Aku sudah bertahun-tahun hidup bersama keluarga Renata. Aku tahunya mereka keluarga yang bahagia. Aku menyaksikan Renata sewaktu menangis digonggong oleh anjingnya sendiri. Kakinya yang gemuk tidak sanggup lagi berjalan saking takutnya, kemudiaan derai tawanya mengambang saat sang ayah datang, menaruhnya di pundaknya lalu masuk ke dalam rumah.
Dari tempatku berdiri ini, aku juga pernah menyaksikan Renata melompat kegirangan saat pulang sekolah. Duduk di ayunan, membuka surat yang ia temukan di laci meja belajarnya.
Ah, aku ingat rona merah wajahnya, tersimpul malu sambil menempelkan surat itu ke dadanya, seakan sedang memeluk sosok dibalik surat itu.
Suatu hari dimasa remajanya, derai tawa Renata yang ceria berubah menjadi tangis tertahan, membekap mulutnya sendiri.

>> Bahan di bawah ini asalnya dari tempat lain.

PR #1076, opened 2018-10-15
Add logo image to HTML documentation

msmorgan:


rukai:
Looks nice! thanks.

msmorgan:
@rukai I only added this to the main package in this PR, but do you think it should be added to vulkano-shader-derive and vulkano-win as well?

rukai:
oh, good point. do it for:
*   vk-sys
*   vulkano-shaders
*   vulkano-win

vulkano-shader-derive will be removed in 2 weeks so no point in doing it there.

Issue #1078, opened 2018-10-16
Panic `Wrong value for vk::PresentModeKHR` on Android


LachlanHogan:
I am able to compile and run the teapot example in the `examples` directory using 
`cargo apk run --bin teapot`

The program panics when attempting to check the surface capabilities here: 
`let caps = surface.capabilities(physical).expect("failed to get surface capabilities");` 
with the panic error 
`thread 'main' panicked at 'Wrong value for vk::PresentModeKHR'`.

I have tried enabling the `khr_android_surface` instance extension with no extra luck

Do I perhaps need to create the surface from the native Android surface?

Any help would be appreciated, thanks!

rukai:
It looks like some present modes arent implemented yet, should be fairly easy to fix. Just need to handle all of the possible VkPresentModeKHR in capabilities.rs

LachlanHogan:
> It looks like some present modes arent implemented yet, should be fairly easy to fix. Just need to handle all of the possible VkPresentModeKHR in capabilities.rs

I thought `PresentMode::Fifo` was required to be supported by every platform? As it mentions in the LunarG docs 

>  VK_PRESENT_MODE_FIFO_KHR: ... This is the only value of presentMode that is required to be supported.

Source: https://vulkan.lunarg.com/doc/view/1.0.26.0/linux/vkspec.chunked/ch29s05.html

rukai:
It's not that `PresentMode::Fifo` is not supported.
The issue is that Vulkano is panicking if vulkan even mentions it supports a present mode that vulkano doesn't know about. https://github.com/vulkano-rs/vulkano/blob/master/vulkano/src/swapchain/capabilities.rs#L106

Can you please test this PR https://github.com/vulkano-rs/vulkano/pull/1079 ? Thanks.

LachlanHogan:
@rukai Tested the changes on your branch and the app now successfully runs! Thanks!

rukai:
Thanks!

PR #1079, opened 2018-10-17
Add missing present modes

rukai:

Fixes https://github.com/vulkano-rs/vulkano/issues/1078#issuecomment-430417152


vulkano/src/swapchain/capabilities.rs
```diff
@@ -103,7 +111,9 @@ pub fn supported_present_modes_from_list<I>(elem: I) -> SupportedPresentModes
             vk::PRESENT_MODE_MAILBOX_KHR => result.mailbox = true,
             vk::PRESENT_MODE_FIFO_KHR => result.fifo = true,
             vk::PRESENT_MODE_FIFO_RELAXED_KHR => result.relaxed = true,
-            _ => panic!("Wrong value for vk::PresentModeKHR"),
+            vk::PRESENT_MODE_SHARED_DEMAND_REFRESH_KHR => result.shared_demand = true,
+            vk::PRESENT_MODE_SHARED_CONTINUOUS_REFRESH_KHR => result.shared_continuous = true,
+            _ => panic!("Wrong value for vk::PresentModeKHR: {}", e),
```
aleksijuvani: Panicking here breaks existing applications if new present modes are added to Vulkan. Perhaps this should be changed into a `debug_assert!` instead?

```suggestion
            _ => debug_assert!(false, "Wrong value for vk::PresentModeKHR: {}", e),
```

rukai:
Good point, I've changed the PR to silently ignore unknown present modes.
Vulkan could easily add a new one in a minor patch.
We don't want existing applications to break.

PR #1080, opened 2018-10-17
Update .rustfmt.toml

aleksijuvani:
Some options have been removed, combined or renamed since this file was first written. I tried to find equivalents for these in the new options. See rust-lang-nursery/rustfmt#1974.


rukai:
Thanks for the PR.
I want to look into rustfmt settings to figure out if there are sensible enough options, such that we can enforce it via CI. I think the existing code was once formatted by rustfmt? and its imo really bad. There is a lot of that aligns the arguments of function calls to the first argument which looks awful when the first argument is already far to the right.

aleksijuvani:
I think there's value in enforcing formatting via CI, and I do it in my personal project, but some might find it too overbearing. I looked through the commits and `rustfmt` was ran once to format entire codebase, but it looks like it hasn't been used since.

If we enforce it via CI, we should also look over all the existing files for code that `rustfmt` doesn't handle well, and either disable formatting for those sections or find an option that handles it better.

Even if we don't end up enforcing it via CI, I think there's value in having the configuration file there. It's useful to be able to format any new files added to the project, which I ran into with my other pull request.

knappador:
Git hooks for commits.  Personally I have my editor set up to run the rustfmt, but everyone uses git.  I like getting whitespace out of commit history where possible.  Can lead to a lot of merge distraction.

@aleksijuvani  can you open up a branch with two commits:

1)  a fresh Rustfmt before the change to establish baseline
2)  Rustfmt after the change to see what's actually going to be different between the two configs

This is a faster method of reaching consensus on our rustfmt

Only after we change rustfmt should we tack on a major whitespace commit to get on a system.  They are terrible merge hazards.

mitchmindtree:
> I think the existing code was once formatted by rustfmt? and its imo really bad. 

I agree with this. I'm a bit of an advocate for just using the default `rustfmt`, whatever the result might be. There are always differing opinions about correct formatting - by just using the default we at least get a reasonable standard and we remove the problem of deciding on the "correct" styling out of vulkano itself.

Re enforcing via git, I don't mind so much either way, though it is nice to have consistent src :)

Issue #1073, opened 2018-10-11
Deferred example issue (linux, nvidia)


skemps:
Hi!

The example starts fine but after drawing first frame winit event triggers recreate swapchain which in the next frames fail with SwapchainCreationError::UnsupportedDimensions and than it loops forever since it never successfully recreates swapchain.
I am not actually resizing or moving window.

Any ideas?

aleksijuvani:
This example doesn't work properly for me on Windows either. I'm not sure what's supposed to happen, but it just seems to freeze indefinitely. I also have an Nvidia GPU.

rukai:
I ran the example on linux + nvidia using vulkano 0.10 and the latest git master.
It runs fine for me.

Can you print out the dimensions it is attempting to use and let me know?
Your window manager might be giving it invalid dimensions.
Which window manager are you using?
I have had an issue on windows before where it was attempting to use dimensions of (0, 0)

If this is the case, the solution here is probably to just remove the line
`winit::Event::WindowEvent { event: winit::WindowEvent::Resized (_), .. } => recreate_swapchain = true,`
Try that and let me know how it goes.

skemps:
Here it just seems that it runs fine because I can see the triangle. But actually it's not. For example CloseRequested doesn't trigger because of constant UnsupportedDimension loop.

Dimensions are [1195, 896]. This is probably 1024x768 + decoration.

If I remove the handling of the resized event than it works, but crashes if I actually resize the window (Result::unwrap()` on an `Err` value: OutOfDate on `let after_frame = after_future.unwrap()...`)

rukai:
Oh huh, the deferred example doesnt handle the swapchain being out of date like the other examples do.
I'll fix that.

rukai:
Can you give this PR a go? https://github.com/vulkano-rs/vulkano/pull/1074

rukai:
Thanks!

rukai:
@skemps what window manager are you using? X11 or wayland?
Looks like someone else has run into an issue where something similar to the old implemenation is required and I want to be able to reproduce this issue so i don't introduce a regression.

skemps:
I'm using X11.

rukai:
What window manager?

skemps:
I think it's kwin. I'm not sure. I'm not at my computer right now. It's the default debian stretch with kde I'm using.

rukai:
[...]

PR #1084, opened 2018-10-24
Fix triangle example.

dvc94ch:
Not sure if this is the right way to fix it but it works for me.

Some more information:
Happens with Fedora + Wayland.
current_extent always returns None.
WindowEvent::Resized happens on startup without resizing the window.

Before:
screenshot from 2018-10-24 15-14-59

After:
screenshot from 2018-10-24 15-15-45

### DIFF
--- a/examples/src/bin/triangle.rs
+++ b/examples/src/bin/triangle.rs
@@ -153,7 +153,12 @@ fn main() {
 
     // The dimensions of the surface.
     // This variable needs to be mutable since the viewport can change size.
-    let mut dimensions;
+    let mut dimensions = {
+        let window = surface.window();
+        let dim = window.get_inner_size().unwrap()
+            .to_physical(window.get_hidpi_factor());
+        [dim.width as u32, dim.height as u32]
+    };
 
     // Before we can draw on the surface, we have to create what is called a swapchain. Creating
     // a swapchain allocates the color buffers that will contain the image that will ultimately
@@ -163,8 +168,6 @@ fn main() {
         // pass values that are allowed by the capabilities.
         let caps = surface.capabilities(physical)
                          .expect("failed to get surface capabilities");
-
-        dimensions = caps.current_extent.unwrap_or([1024, 768]);
 
         // We choose the dimensions of the swapchain to match the current extent of the surface.
         // If `caps.current_extent` is `None`, this means that the window size will be determined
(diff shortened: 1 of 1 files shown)


rukai:
Thanks for the PR!

What window manager are you using?

This might conflict with my fix to https://github.com/vulkano-rs/vulkano/issues/1073 I'll need to test on their setup to make sure this doesn't break my fix.

Also this will need to be applied to every example in this repo as well as the examples in https://github.com/vulkano-rs/vulkano-www
BUT dont do that yet!
Wait until I've confirmed that this is the correct fix.

examples/src/bin/triangle.rs
```diff
@@ -348,9 +348,9 @@ void main() {
         // If the swapchain needs to be recreated, recreate it
         if recreate_swapchain {
             // Get the new dimensions for the viewport/framebuffers.
-            dimensions = surface.capabilities(physical)
+            /*dimensions = surface.capabilities(physical)
```
rukai: Please do not comment this out.

examples/src/bin/triangle.rs
```diff
@@ -482,6 +482,11 @@ void main() {
         events_loop.poll_events(|ev| {
             match ev {
                 winit::Event::WindowEvent { event: winit::WindowEvent::CloseRequested, .. } => done = true,
+                winit::Event::WindowEvent { event: winit::WindowEvent::Resized(dim), .. } => {
+                    let dim = dim.to_physical(surface.window().get_hidpi_factor());
```
rukai: The code you commented out above should already handle this, please remove this line.

rukai:
Oh wow I only just noticed you said "current_extent always returns None." my bad

examples/src/bin/triangle.rs
dvc94ch: I removed the commented out part and using surface.window().get_inner_size() to initialize dimensions instead of hard coding [1024, 768]. This way it should still work in case winit changes it's default or the user changes the default in the WindowBuilder.

rukai:
Currently your code still doesnt handle platforms where the swapchain must use a specific dimensions.

https://github.com/vulkano-rs/vulkano/blob/7c62a8cc5258d5095f811b13326f715161f17e61/examples/src/bin/triangle.rs#L398
For example we hit line 398, because the window was resized in between checking events and acquiring the next image. The swapchain will then be set to the wrong size because you have removed the code that sets the dimensions of the swapchain to `current_extent`

I'm proposing the following changes. I've tested it to work on x11 i3/kde. Can you verify that this branch fixes your issue? https://github.com/rukai/vulkano/tree/fix_wayland_resize
Windows+AMD is currently segfaulting but I need to sleep now...

I'm assuming that the physical dimensions of the window will always be the dimensions required by the swapchain. But that might not be the case ...

dvc94ch:
Yes that works

rukai:
I fixed the segfault on windows+amd by updating my amd drivers.

So either:
*   You take the changes in my branch and apply it to the triangle example + all other examples in your PR.
*   Or you can close your PR and I will apply it to the other examples and make my own PR.

dvc94ch:
Thank you for taking care of it

rukai:
Ok, no worries, thanks for the initial work!

PR #1089, opened 2018-10-26
Fix wayland resize issue

rukai:

Continuing on from https://github.com/vulkano-rs/vulkano/pull/1084

Will apply to the rest of the issues when I can confirm it doesn't regress https://github.com/vulkano-rs/vulkano/issues/1073


rukai:
Some drivers dont enforce a swapchain extent, so you need to check for
resize events from the os and then recreate the swapchain.
I took this opportunity to refactor the examples a bunch.
But I want to leave the rest to a follow up PR mostly making use of `using` consistent.

PR #1094, opened 2018-10-27
Descriptor set collection vec

jonathansty:

This PR implements `DescriptorSetsCollection` for `Vec<T>` so you can construct a list of descriptor sets more easily for use with `draw` and `draw_indexed`

```
let sets = vec![
    set0.clone(),
    set1.clone()
];

command_buffer = command_buffer.draw_indexed( pipeline.clone(), &dynamic_states, vec![obj.vertices().clone()],indices.clone(), sets, *matrix).unwrap();
```

Not sure if this was left out on purpose or not, but I found myself needing this to easily send descriptor sets around, I combine a uniform and per material set for textures etc.

### DIFF
--- a/vulkano/src/descriptor/descriptor_set/collection.rs
+++ b/vulkano/src/descriptor/descriptor_set/collection.rs
@@ -84,14 +84,18 @@ unsafe impl<T> DescriptorSetsCollection for Vec<T>
 
     #[inline]
     fn num_bindings_in_set(&self, set: usize) -> Option<usize> {
-        let set  = &self[set];
-        Some(set.num_bindings())
+        match self.get(set) {
+            Some(set) => Some(set.num_bindings()),
+            None => None,
+        }
     }
 
     #[inline]
     fn descriptor(&self, set: usize, binding: usize) -> Option<DescriptorDesc> {
-        let set = &self[set];
-        set.descriptor(binding)
+        match self.get(set) {
+            Some(set) => set.descriptor(binding),
+            None => None,
+        }
     }
 }
 
--- a/vulkano/src/descriptor/descriptor_set/collection.rs
+++ b/vulkano/src/descriptor/descriptor_set/collection.rs
@@ -84,12 +84,8 @@ unsafe impl<T> DescriptorSetsCollection for Vec<T>
 
     #[inline]
     fn num_bindings_in_set(&self, set: usize) -> Option<usize> {
-        match self.get(set) {
-            Some(set) => Some(set.num_bindings()),
-            None => None,
-        }
+        self.get(set).map(|x| x.num_bindings())
     }
-
     #[inline]
     fn descriptor(&self, set: usize, binding: usize) -> Option<DescriptorDesc> {
         match self.get(set) {
--- a/vulkano/src/descriptor/descriptor_set/collection.rs
+++ b/vulkano/src/descriptor/descriptor_set/collection.rs
@@ -88,10 +88,7 @@ unsafe impl<T> DescriptorSetsCollection for Vec<T>
     }
     #[inline]
     fn descriptor(&self, set: usize, binding: usize) -> Option<DescriptorDesc> {
-        match self.get(set) {
-            Some(set) => set.descriptor(binding),
-            None => None,
-        }
+        self.get(set).and_then(|x| x.descriptor(binding))
     }
 }
 
--- a/vulkano/src/descriptor/descriptor_set/collection.rs
+++ b/vulkano/src/descriptor/descriptor_set/collection.rs
@@ -70,6 +70,31 @@ unsafe impl<T> DescriptorSetsCollection for T
     }
 }
 
+unsafe impl<T> DescriptorSetsCollection for Vec<T>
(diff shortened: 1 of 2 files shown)


vulkano/src/descriptor/descriptor_set/collection.rs
```diff
@@ -70,6 +70,31 @@ unsafe impl<T> DescriptorSetsCollection for T
...
+
+    #[inline]
+    fn num_bindings_in_set(&self, set: usize) -> Option<usize> {
+        let set  = &self[set];
+        Some(set.num_bindings())
+    }
+
+    #[inline]
+    fn descriptor(&self, set: usize, binding: usize) -> Option<DescriptorDesc> {
+        let set = &self[set];
```
rukai: Same

rukai:
Is there a reason tuples are insufficient for your use? https://docs.rs/vulkano/0.10.0/vulkano/descriptor/descriptor_set/collection/trait.DescriptorSetsCollection.html

jonathansty:
@rukai  is there a way to pass in a `Vec` and can it convert to tuple? 

I wanted to construct a `Vec` of descriptor sets depending on the properties the object that I'm going to draw with has. With the tuples I would always have to at some point "hard code" the amount of descriptor sets. But I don't always know how many descriptor sets the "material" might add. 

Does that make sense?

example:
```
pub fn render_object(
    buffer : AutoCommandBufferBuilder,
    obj : &render_helpers::RenderObject,
    matrix : &Matrix4<f32>, 
    pipeline : &Arc<GraphicsPipelineAbstract + Send + Sync>, 
    dynamic_states : &vulkano::command_buffer::DynamicState,
    desc_collection : Vec<Arc<vulkano::descriptor::descriptor_set::DescriptorSet+ Send + Sync>>
    ) -> AutoCommandBufferBuilder {

    let mut command_buffer = buffer;
    command_buffer = command_buffer.draw_indexed(
                pipeline.clone(), &dynamic_states, vec![obj.vertices().clone()], (), desc_collection, *matrix)
            .unwrap();
    command_buffer
}
```

Calling this function would not be possible as there wasn't an implementation of `DescriptorSetCollection`. I wonder if it would be possible to implement this on a slice instead, although I'm not sure how.

vulkano/src/descriptor/descriptor_set/collection.rs
```diff
@@ -70,6 +70,31 @@ unsafe impl<T> DescriptorSetsCollection for T
...
+        let mut v = Vec::new();
+        for o in self {
+            v.push(Box::new(o) as Box<_>);
+        }
+        return v;
+    }
+
+    #[inline]
+    fn num_bindings_in_set(&self, set: usize) -> Option<usize> {
+        let set  = &self[set];
```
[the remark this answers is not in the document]
jonathansty: Sure! Thanks :+1:

vulkano/src/descriptor/descriptor_set/collection.rs
```diff
@@ -70,6 +70,35 @@ unsafe impl<T> DescriptorSetsCollection for T
...
+        let mut v = Vec::new();
+        for o in self {
+            v.push(Box::new(o) as Box<_>);
+        }
+        return v;
+    }
+
+    #[inline]
+    fn num_bindings_in_set(&self, set: usize) -> Option<usize> {
+        match self.get(set) {
```
rukai: You should be able to do self.get(set).map(|x| x.num_bindings())

vulkano/src/descriptor/descriptor_set/collection.rs
```diff
@@ -70,6 +70,35 @@ unsafe impl<T> DescriptorSetsCollection for T
...
+            Some(set) => Some(set.num_bindings()),
+            None => None,
+        }
+    }
+
+    #[inline]
+    fn descriptor(&self, set: usize, binding: usize) -> Option<DescriptorDesc> {
+        match self.get(set) {
```
rukai: You should be able to do self.get(set).flat_map(|x| x.descriptor(binding))

rukai:
That's reasonable.
If you cant get a slice working, I'm happy with adding an impl for vec.

vulkano/src/descriptor/descriptor_set/collection.rs
jonathansty: This one seems to not compile as `get`. 
```
error[E0599]: no method named `flat_map` found for type `std::option::Option<&T>` in the current scope
  --> /home/jonathan/projects/experiments/vulkano/vulkano/src/descriptor/descriptor_set/collection.rs:91:23
   |
91 |         self.get(set).flat_map(|x| x.descriptor(binding))
   |                       ^^^^^^^^
   |
   = note: the method `flat_map` exists but the following trait bounds were not satisfied:
           `&mut std::option::Option<&T> : std::iter::Iterator`
```

rukai: Oh, its actually called `and_then`, my bad, https://doc.rust-lang.org/std/option/enum.Option.html#method.and_then

PR #1112, opened 2018-11-14
Expose `CopyImageError` and `DrawIndexedIndirectError`

mitchmindtree:
I noticed that these two were missing a pub export while reading through
the docs so I thought I'd add them!

* [ ] ~Updated documentation to reflect any user-facing changes - in this repository~


rukai:
Good catch, thanks for the PR!

PR #1116, opened 2018-11-18
Feature shader include

Limeth:
Adds support for `#include "..."` and `#include <...>` directives within source files.

* [ ] ~~Updated documentation to reflect any user-facing changes - PR to the [guide](https://github.com/vulkano-rs/vulkano-www) that fixes existing documentation invalidated by this PR.~~ Should not be needed, as this is an addition.

### DIFF
--- a/vulkano-shaders/src/codegen.rs
+++ b/vulkano-shaders/src/codegen.rs
@@ -9,7 +9,6 @@
 
 use std::io::Error as IoError;
 use std::path::Path;
-use std::fs;
 
 use syn::Ident;
 use proc_macro2::{Span, TokenStream};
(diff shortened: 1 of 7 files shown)


rukai:
Thanks for the PR!

Please include an example in the examples directory.
Use one of the compute examples as a base as they have less boilerplate.
In the one example, demonstrate both relative and standard includes in an external .glsl file and standard includes for embedded glsl.

This is important as the examples are not only helpful to users but also act as tests for the `shader!` macro.

Limeth:
Okay, I added a simple example and tried to polish the error messages. Unfortunately the way relative include directives are handled is, that if they fail, they fall back to inclusion from standard directories, which sometimes results in misleading error messages. I think that's something that could be improved upon with further PRs.

vulkano-shaders/src/codegen.rs
```diff
@@ -24,13 +25,130 @@ use entry_point;
...
+    };
+
+    let canonical_file_to_include = file_to_include.canonicalize()
+        .unwrap_or_else(|_| file_to_include);
+    let canonical_file_to_include_string = canonical_file_to_include.to_str()
+        .expect("Could not stringify the file to be included. Make sure the path consists of \
+                 valid unicode characters.")
+        .to_string();
+    let content = read_file_to_string(canonical_file_to_include.as_path())
+        .map_err(|_| format!("Could read the contents of file `{}` to be included in the shader \
```
rukai: Missed a word. should be "Could not read ..."

vulkano-shaders/src/codegen.rs
```diff
@@ -24,13 +25,130 @@ use entry_point;
...
+
+            found_requested_source_path.unwrap()
+        },
+    };
+
+    let canonical_file_to_include = file_to_include.canonicalize()
+        .unwrap_or_else(|_| file_to_include);
+    let canonical_file_to_include_string = canonical_file_to_include.to_str()
+        .expect("Could not stringify the file to be included. Make sure the path consists of \
+                 valid unicode characters.")
```
rukai: Looks like the expect here can be triggered on certain user setup/input. Can it be changed to a `map_err`?

vulkano-shaders/src/codegen.rs
```diff
@@ -24,13 +25,130 @@ use entry_point;
...
+                                    inclusion from standard directories (`#include <...>`), try \
+                                    using `#include \"...\"` instead. Requested path: {}",
+                                   requested_source_path_raw));
+            }
+
+            let mut found_requested_source_path = None;
+
+            for include_directory in include_directories {
+                let include_directory_path = Path::new(include_directory).canonicalize()
+                    .unwrap_or_else(|_| panic!("Invalid standard shader inclusion directory `{}`.",
```
rukai: Why do you panic if this `canonicalize` fails but not on the other calls to `canonicalize`?

Limeth: A panic generates a compilation error, and I thought it would be appropriate to generate one when the user specifies an include directory that doesn't exist within the project structure.

vulkano-shaders/src/codegen.rs
Limeth: Fixed, thanks. :ok_hand:

rukai:
I was being pedantic about returning Err vs panic, because the difference will be relevant when proper proc macro diagnostics is stabilized. However now that I think about it we will probably need to return the correct span as well. So may as well leave it now and fix it up when diagnostics is stable.

I'll merge the PR now, thanks for your contribution!

PR #1117, opened 2018-11-20
Remove seemingly unnecessary `undefined_layout` field from `swapchain::ImageEntry`?

### LINKED ISSUE #977: Can't execute command on swapchain image
Hello,

When I try to execute a command directly on a swapchain image, I got a layout error:

```
thread '<unnamed>' panicked at 'Can't execute clear command buffer: AccessError { error: ImageNotInitialized { requested: PresentSrc }, command_name: "vkCmdCopyImageToBuffer", command_param: "source", command_offset: 0 }', libcore/result.rs:945:5
```

With a command like this one:

```
let cb = AutoCommandBufferBuilder::primary_one_time_submit(device.clone(), queue.family(),).unwrap()
            .copy_image_to_buffer(
                swapchain_images[image_num].clone(),
                buffer.clone()
            )
            .unwrap()
            .build()
            .unwrap();
```

I got the same error with the `clear_color_image` command.
I searched in the API but I can't find a way to manually update the layout. Why the `AutoCommandBufferBuilder` doesn't expose the `vkCmdPipelineBarrier` function ?

Thanks,
JS

mitchmindtree:
Upon `Swapchain::new_inner`, `ImageEntry`s are created for each image with their `undefined_layout` field set to `true`.

Once set, this field is never altered within the vulkano codebase. The only time it is used following initialisation is when it is read during calls to `SwapchainAcquireFuture::check_image_access`. For reference, the case in which I am hitting this method is when attempting to execute
a command buffer that clears a swapchain image using `clear_color_image`.

If the `undefined_layout` field is `true` and the swapchain image layout is not `Undefined`, the `check_image_access` function returns an error. [See here](https://docs.rs/vulkano/0.11.1/src/vulkano/swapchain/swapchain.rs.html#828-835). This is a problem as the implementation of `ImageAccess::initial_layout_requirement` and `ImageAccess::final_layout_requirement` both return `ImageLayout::PresentSrc` which implies to me that by the time the command buffer is executed the swapchain image layout *must* be `PresentSrc` (the call to `add_image_memory_barrier` within
`SyncCommandBufferBuilder::build` [ensures this](https://docs.rs/vulkano/0.11.1/src/vulkano/command_buffer/synced/base.rs.html#720)) and in turn, this error condition will always be true.

In this PR I remove the unused `undefined_layout` field as well as the error condition that does not seem to make sense and as a result my downstream project seems to work fine. However, it is more than likely that there is some special case that @tomaka intended to cover here and
that there is a better, proper solution that involves checking that swapchain image layouts are actually initially `PresentSrc` (and not `Undefined`) and only then setting the `undefined_layout` field to `false`.

@tomaka could you share your thoughts on this briefly? I'm happy to dive in and do a proper fix if there is indeed some case you had in mind here that I'm overlooking.

Eventually, this should close #977.

* [ ] Added an entry to `CHANGELOG.md` if knowledge of this change could be valuable to users

### DIFF
--- a/vulkano/src/swapchain/swapchain.rs
+++ b/vulkano/src/swapchain/swapchain.rs
@@ -192,8 +192,6 @@ pub struct Swapchain<W> {
 struct ImageEntry {
     // The actual image.
     image: UnsafeImage,
-    // If true, then the image is still in the undefined layout and must be transitioned.
-    undefined_layout: AtomicBool,
 }
 
 impl <W> Swapchain<W> {
@@ -443,7 +441,6 @@ impl <W> Swapchain<W> {
 
                 ImageEntry {
                     image: img,
-                    undefined_layout: AtomicBool::new(true),
                 }
             })
             .collect::<Vec<_>>();
@@ -823,15 +820,6 @@ unsafe impl<W> GpuFuture for SwapchainAcquireFuture<W> {
         let swapchain_image = self.swapchain.raw_image(self.image_id).unwrap();
         if swapchain_image.image.internal_object() != image.inner().image.internal_object() {
             return Err(AccessCheckError::Unknown);
-        }
-
-        if self.swapchain.images[self.image_id]
-            .undefined_layout
-            .load(Ordering::Relaxed) && layout != ImageLayout::Undefined
-        {
-            return Err(AccessCheckError::Denied(AccessError::ImageNotInitialized {
-                                                    requested: layout,
-                                                }));
         }
 
         if layout != ImageLayout::Undefined && layout != ImageLayout::PresentSrc {


tomaka:
Well, swapchain images are initially undefined and need to be transitioned to the `PresentSrc` layout. The thing that's not implemented is the transitioning.

mitchmindtree:
@tomaka thanks for the quick reply!

If swapchain images are initially undefined, should the implementation of `ImageAccess::initial_layout_requirement` for `SwapchainImage` return `Undefined` rather than `PresentSrc` as it currently does? This way the call to `add_image_memory_barrier` on either a command buffer builder method or on the build method itself would insert the transition for us, right? 

Making this change also seems to fix the behaviour downstream, though it does not address the issue that the `undefined_layout` field is never changed after initialisation. Can/should this be set to `false` when a barrier is inserted that transitions the image layout to a variant that is not `Undefined`?

tomaka:
To be honest the reason why this is only partially implemented is that the whole thing is extremely complicated. Right now there are trade-offs between optimizations (don't have unnecessary barriers), user-friendliness, and correctness.

mitchmindtree:
For anyone else running into this, we're currently doing some investigation into a correct solution at nannou-org/nannou#271.

mitchmindtree:
Closing in favour of #1171 which is almost ready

Keluarga Renata yang bahagia sedang menjamu tamu petaka bahkan ayah ibunya tidak pernah lagi bermain bersama kami.
Aku menikmati hari-hari bersama Renata, Renatapun demikian. Tetapi Renata yang sekarang bukan lagi Renata kecil yang ceria. Hingga di suatu sore yang mendung, Renata mendatangiku, katanya ia ingin bermain denganku. Ia menjeratku dengan tali lalu menariknya, memastikan tali itu tidak akan terlepas lagi.
Renata memang susah ditebak, Ia bukannya bermain denganku malah bermain-main dengan maut. Ia menggantung di dahanku. Menggeliat kesakitan hingga akhirnya menyerah.
Sekali lagi di sore yang mendung, aku menjadi saksi kisah keluarga Renata. Keluarga yang tidak lagi bahagia karena bahagia mereka adalah Renata. Renata yang ceria kini menggantung kaku tak bernyawa.